This project is a simple example that creates a custom one-time-password authentication protocol. It uses ContainerRequestFilter and ClientRequestFilter to implement this along with a @NameBinding to secure which parts you want to secure. It also has an authorization filter that allows you to specify how many times per day a user is allowed to invoke a method.
This will build a WAR and run it with embedded Jetty.
ex15_1
|-- pom.xml
`-- src
|-- main
| |-- java
| | `-- com
| | `-- restfully
| | `-- shop
| | |-- domain
| | | `-- Customer.java
| | |-- features
| | | |-- AllowedPerDay.java
| | | |-- OTP.java
| | | |-- OTPAuthenticated.java
| | | |-- OneTimePasswordAuthenticator.java
| | | |-- OneTimePasswordGenerator.java
| | | `-- PerDayAuthorizer.java
| | `-- services
| | |-- CustomerResource.java
| | `-- ShoppingApplication.java
| `-- webapp
| `-- WEB-INF
| `-- web.xml
`-- test
`-- java
`-- com
`-- restfully
`-- shop
`-- test
`-- CustomerResourceTest.java
pom.xml
<?xml version="1.0" encoding="UTF-8"?>
<project xmlns="http://maven.apache.org/POM/4.0.0"
xmlns:xsi="http://www.w3.org/2001/XMLSchema-instance"
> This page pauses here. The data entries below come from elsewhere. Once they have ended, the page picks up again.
PR #10594, opened 2023-02-23
`useSuspenseCache`: add `suspenseCache` option

### LINKED ISSUE #10503: Allow to use `useSuspenseQuery` without wrapping it in `ApolloProvider`
Hi there! I was testing `useSuspenseQuery` in a Next.js demo app using the new app directory. 

## Context

Pages inside Next.js' app directory are Server Components by default, this means you can't use things like `useContext`, `useState`, etc. (You have to use "use client" for those to work).

I think our recommendation would be to use `await client.query` inside Server Components for data fetching, which makes a lot of sense, but there are cases where people might mix and match Server Components and Client Components. This is especially true with mutations (since those should run only on the client based on user interaction).

For client queries and mutations I've been doing something like this:

```tsx
"use client";

import { client } from "@/lib/apollo";

const Component = () => {
  const [mutate, {loading}] = useMutation(DOC, { client });

  ...
}
```

this works pretty well and allows you to not have to wrap your app or individual components with `ApolloProvider`

## Issue with `useSuspenseQuery`

`useSuspenseQuery` is very similar to `useMutation` and `useQuery`, but it also needs a new property, `suspenseCache`, at the moment it doesn't seem you can pass this without using the `ApolloProvider`, this is the error I get if I try to use `useSuspenseQuery` without a provider in Next.js:

image

phryneas:
closes #10503

### Checklist:


phryneas:
@patrick91 wanna give this a try? :)

patrick91:
@phryneas worked like a charm! thank you!

src/react/hooks/__tests__/useSuspenseQuery.test.tsx
```diff
@@ -298,14 +298,53 @@ describe('useSuspenseQuery', () => {
...
+        'Could not find a "suspenseCache" in the context or passed in as an option. ' +
+          'Wrap the root component in an <ApolloProvider> and provide a suspenseCache, ' +
+          'or pass a SuspenseCache instance in via options.'
       )
     );
 
     consoleSpy.mockRestore();
   });
 
+  it('also accepts a `suspenseCache` option', () => {
```
jerelmiller, line 310:
```suggestion
  it('does not throw when provided a `suspenseCache` option', () => {
```

[nit] Since it looks like this test is checking to make sure no error is thrown, I think it makes sense for the test name to reflect that.

jerelmiller (commented):
🔥 🔥 🔥  Thanks for being so thorough! I had some minor suggestions on wording, but this PR looks awesome. Thanks for getting this in there!

jerelmiller (approved):

phryneas:
Thanks for the nitpicks, I suck at wording 😁

Issue #10587, opened 2023-02-21
[BUG] useQuery race-condition bug


hakonxxx:
useQuery race condition bug, not update cache when one of multi queries done which refer same cacheId.

## Root Cause
> maybe is the root cause of #10359 

![useQuery-race-condition-bug-when-multi-queries-refer-same-cacheid](https://user-images.githubusercontent.com/91516332/220309609-3540f5ee-376f-44f6-ab62-a7fd5b9ef9ea.png)

### Suggested
```ts
const typePolicies = {
  SchemaTest: { merge: true }
}
type SchemaTest = {
  a: any
  b: any
  c: any
  d: any
}
const doc1 = gql`query get1() {
  schemaTest {
   a
   b
 }
}`
const doc2 = gql`query get1() {
  schemaTest {
   a
   c
 }
}`
const doc3 = gql`query get1() {
  schemaTest {
   b
   d
 }
}`
```
### Usage
> More easily to reproduce if fill cache with partial mock `schemaTest` data when `ApolloClient` initiation.
```ts
// assume fetchPolicy is 'cache-and-network'
const useReproduction = () => {
  useQuery(doc1)
  useQuery(doc2)
  useQuery(doc3)
}
```
### Expected Behavior
After all requests done, the cache should be the merge of doc1, doc2 and doc3.
### Actual Behavior
After all requests done, the cache could be any combinations of doc1/doc2/doc3.

## Versions
@apollo/client: 3.6.9

jerelmiller:
Hey @hakonxxx 👋 

I tried to reproduce this as best I could given the same `@apollo/client` version and was unable to do so. Check out [this codesandbox](https://codesandbox.io/s/charming-lehmann-9hx4ht?file=/src/index.jsx) for a reproduction. 

I made an effort to:
* Use the same type names
* Use the same type policy
* Name the GraphQL queries using the same operation name for the 3 queries
* Use 3 `useQuery` hooks in the same component.
* Try and simulate the race condition by randomizing the time it takes to execute each request

As you can see, the cache appears to merge all the fields correctly, even as requests complete over time.

Would you be willing to try and provide a runnable example that demonstrates failing behavior? Given the information I have here, I'm not sure I have enough to go on to figure out what might be happening.

hakonxxx:
Hi @jerelmiller , thx for reply~~

i have fork a new [sandbox](https://codesandbox.io/s/hopeful-aryabhata-u88cvf?file=/src/link.js), changes:
[...]

PR #10597, opened 2023-02-24
don't cancel existing subscriptions when updating cache from another source

phryneas:
This PR fixes an issue first reproduced in #10587.

For an explanation of the bug, take a look at [this commit (a test)](https://github.com/apollographql/apollo-client/pull/10597/commits/9fff05a26ab73b7be022673bfb60ee21e46a2bd9) (That test is not very visible in the overall diff since I reformatted the ObservableQuery test.)

Basically: when a cache update from another source was triggered, that other cache update discarded & unsubscribed the currently running Link - even if it only was reading from cache.

With this PR, concasts now contain an array of "descriptions", describing the actions they contain - a link request, an update from cache, or unknown.

This allows the logic in `reobserve` to only replace the current concast if the incoming data source was a link request - which should be a more sensible approach.

Unfortunately, this adds about 100b of bundle size - but especially with long-running queries with `@defer` in the future I don't see a way around this fix.

### Checklist:


phryneas:
This could also have some overlap with #10614, so I'm mentioning that here so I don't forget to take a look at that in this context.

src/core/QueryManager.ts
```diff
@@ -1220,29 +1232,35 @@ export class QueryManager<TStore> {
...
+        this.localState
+          .addExportedVariables(normalized.query, normalized.variables, normalized.context)
+          .then(fromVariables).then(([_, ...sources]) => sources)
+      );
+      // there is just no way we can synchronously get the *right* value here,
+      // so we will assume `true`, which is the behaviour before the bug fix in
+      // #10597. This means that bug is not fixed in that case, and is probably
+      // un-fixable with reasonable effort for the edge case of @export as
+      // directives.
+      containsDataFromLink = true;
```
phryneas, line 1254: This is just the unfortunate truth - we need this information synchronously to act on it, and there is no way we can do that. So this PR has to exclude fixing that.

phryneas:
I managed to get this PR "out of the Concast", to have much more local impact - and less bundle size. As a result, some internal functions now return a tuple instead of a single value, but that seemed to be the "least impact" solution here.

@benjamn could you please take another look?

src/core/QueryManager.ts
```diff
@@ -1415,8 +1433,8 @@ export class QueryManager<TStore> {
     // The initial networkStatus for this fetch, most often
     // NetworkStatus.loading, but also possibly fetchMore, poll, refetch,
     // or setVariables.
-    networkStatus: NetworkStatus,
-  ): ConcastSourcesArray<ApolloQueryResult<TData>> {
+    networkStatus: NetworkStatus
+  ): [containsDataFromLink: boolean, ...sources: ConcastSourcesArray<ApolloQueryResult<TData>>] {
```
benjamn, line 1437: I'm very glad to see we can keep this logic out of the `Concast` implementation, but I'm a little uneasy with combining distinct pieces of information into one tuple array, especially when one of those items is also an array (`sources`), and the other item is an unnamed boolean value (`containsDataFromLink`).

For readability and maintainability (like adding more info properties in the future), I think I would prefer returning an object with named properties instead of a tuple, even though this is private code that we fully control.

However, I do appreciate why a tuple might _minify_ better than an object with named properties, so I did a quick investigation to see how much bundle size would be added by using objects instead of tuples. The object-based approach adds +172 bytes, still coming in under the current bundle size limit of 32.72KB, which I think is worth it for readability and simpler typing.

Since I've already done this experiment, rather than asking you to reproduce the results, I could just push my commit to this branch, if that's okay with you @phryneas?

benjamn: Here's the commit: https://github.com/apollographql/apollo-client/pull/10597/commits/18cb2f30c6359912bdfd7cb718ead84a3ba44255

src/core/QueryManager.ts
```diff
@@ -1520,52 +1526,54 @@ export class QueryManager<TStore> {
         const diff = readCache();
 
         if (diff.complete) {
-          return [false, resultsFromCache(diff, queryInfo.markReady())];
+          return { fromLink: false, sources: [resultsFromCache(diff, queryInfo.markReady())] };
         }
 
         if (returnPartialData || shouldNotify) {
-          return [true, resultsFromCache(diff), resultsFromLink()];
+          return { fromLink: true, sources: [resultsFromCache(diff), resultsFromLink()] };
```
benjamn: I originally used a helper function here since I thought this repetitive code might be bad for bundle size, but it seems GZIP is able to compress the two repeated prefixes reasonably well:
```
return{fromLink:false,sources:[
return{fromLink:true,sources:[
```

src/core/__tests__/ObservableQuery.ts
```diff
@@ -1,41 +1,39 @@
-import gql from 'graphql-tag';
```
jerelmiller, line 1: Is the commit that formats this file somewhere in `.git-blame-ignore-revs`? I didn't see at as part of this PR.

.changeset/swift-mails-search.md
```diff
@@ -0,0 +1,5 @@
+---
+"@apollo/client": patch
+---
+
+Fix a potential race condition between a link and parallel cache updates
```
jerelmiller, line 5:
```suggestion
Fix a race condition where parallel cache updates from multiple queries would sometimes result in incorrect `data`.
```

See if you like this a bit better. I think the "between a link" feels a bit too ambiguous, or at least I'm not sure it adequately describes the fix here. Seems like the "multiple queries" is important looking at your test. Feel free to tweak this a bit more, but just wanted something that might help a dev looking at our changelog understand what we fixed!

src/core/QueryManager.ts
```diff
@@ -1220,29 +1235,38 @@ export class QueryManager<TStore> {
...
-      // we deprecated and removed LocalState.
-      this.transform(normalized.query).hasClientExports
-        ? this.localState.addExportedVariables(
-          normalized.query,
-          normalized.variables,
-          normalized.context,
-        ).then(fromVariables)
-        : fromVariables(normalized.variables!)
-    );
+    let concast: Concast<ApolloQueryResult<TData>>, containsDataFromLink: boolean;
```
jerelmiller, line 1238:
```suggestion
    let concast: Concast<ApolloQueryResult<TData>>, 
        containsDataFromLink: boolean;
```

I know this seems petty, but I honestly searched for a while before I realized this variable was defined in the same line as `concast`. For readability, could we put this on its own line to make it easier to see where this variable is created?

jerelmiller (approved):
Had a couple of minor points of feedback, but this PR looks good otherwise. Thanks for getting this fixed! Looks like it was a tricky one to figure out 😄

src/core/__tests__/ObservableQuery.ts
phryneas: it is in here. But it's a good point, I'll have to rewrite history on this PR so it can be merged without squashing.

src/core/QueryManager.ts
phryneas: Not petty, perfectly valid complaint :)

phryneas:
@jerelmiller once you're happy with the wording, this is ready for the "Rebase and Merge" (we have one separate formatting commit) button :)

phryneas:
Well, I didn't hear any complaints about the new wording, so I'm merging :)

jerelmiller:
@phryneas whoops missed your ping. Sorry about that! It's good 😄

xsi:schemaLocation="http://maven.apache.org/POM/4.0.0 http://maven.apache.org/maven-v4_0_0.xsd">
<parent>
<groupId>com.oreilly.rest.workbook</groupId>
<artifactId>jaxrs-2.0-workbook-pom</artifactId>
<version>1.0</version>
<relativePath>../pom.xml</relativePath>
</parent>
<modelVersion>4.0.0</modelVersion>
<groupId>com.oreilly.rest.workbook</groupId>
<artifactId>jaxrs-2.0-workbook-ex15_1</artifactId>
<version>2.0</version>
<packaging>war</packaging>
<name>ex15_1</name>
<description/>
<dependencies>
<dependency>
<groupId>org.jboss.resteasy</groupId>
<artifactId>resteasy-jaxrs</artifactId>
<version>3.0.12.Final-SNAPSHOT</version>
</dependency>
<dependency>
<groupId>org.jboss.resteasy</groupId>
<artifactId>resteasy-client</artifactId>
<version>3.0.12.Final-SNAPSHOT</version>
</dependency>
<dependency>
<groupId>org.jboss.resteasy</groupId>
<artifactId>async-http-servlet-3.0</artifactId>
<version>3.0.12.Final-SNAPSHOT</version>
</dependency>
<dependency>
<groupId>org.jboss.resteasy</groupId>
<artifactId>jaxrs-api</artifactId>
<version>3.0.12.Final-SNAPSHOT</version>
</dependency>
<dependency>
<groupId>org.jboss.resteasy</groupId>
<artifactId>resteasy-servlet-initializer</artifactId>
<version>3.0.12.Final-SNAPSHOT</version>
</dependency>
<dependency>
<groupId>org.jboss.resteasy</groupId>
<artifactId>resteasy-jaxb-provider</artifactId>
<version>3.0.12.Final-SNAPSHOT</version>
</dependency>
<dependency>
<groupId>junit</groupId>
<artifactId>junit</artifactId>
<version>4.1</version>
<scope>test</scope>
</dependency>
</dependencies>
<build>
<finalName>ex15_1</finalName>
<plugins>
<plugin>
<groupId>org.apache.maven.plugins</groupId>
<artifactId>maven-deploy-plugin</artifactId>
<configuration>
<skip>true</skip>
</configuration>
</plugin>
<plugin>
<groupId>org.eclipse.jetty</groupId>
<artifactId>jetty-maven-plugin</artifactId>
<version>9.0.6.v20130930</version>
<configuration>
<webApp>
<contextPath>/</contextPath>
</webApp>
<scanIntervalSeconds>10</scanIntervalSeconds>
<stopKey>foo</stopKey>
<stopPort>9999</stopPort>
<stopWait>1</stopWait>
</configuration>
<executions>
<execution>
<id>start-jetty</id>
<phase>pre-integration-test</phase>
<goals>
<goal>run</goal>
</goals>
<configuration>
<scanIntervalSeconds>0</scanIntervalSeconds>
<daemon>true</daemon>
</configuration>
</execution>
<execution>
<id>stop-jetty</id>
<phase>post-integration-test</phase>
<goals>
<goal>stop</goal>
</goals>
</execution>
</executions>
</plugin>
<plugin>
<groupId>org.apache.maven.plugins</groupId>
<artifactId>maven-surefire-plugin</artifactId>
<configuration>
<skip>true</skip>
</configuration>
<executions>
<execution>
<id>surefire-it</id>
<phase>integration-test</phase>
<goals>
<goal>test</goal>
</goals>
<configuration>
<skip>false</skip>
</configuration>
</execution>
</executions>
</plugin>
<plugin>
<groupId>org.apache.maven.plugins</groupId>
<artifactId>maven-compiler-plugin</artifactId>
<configuration>
<source>1.6</source>
<target>1.6</target>
</configuration>
</plugin>
</plugins>
</build>
</project>
src/main/webapp/WEB-INF/web.xml
<?xml version="1.0" encoding="UTF-8"?>
<web-app xmlns="http://java.sun.com/xml/ns/javaee"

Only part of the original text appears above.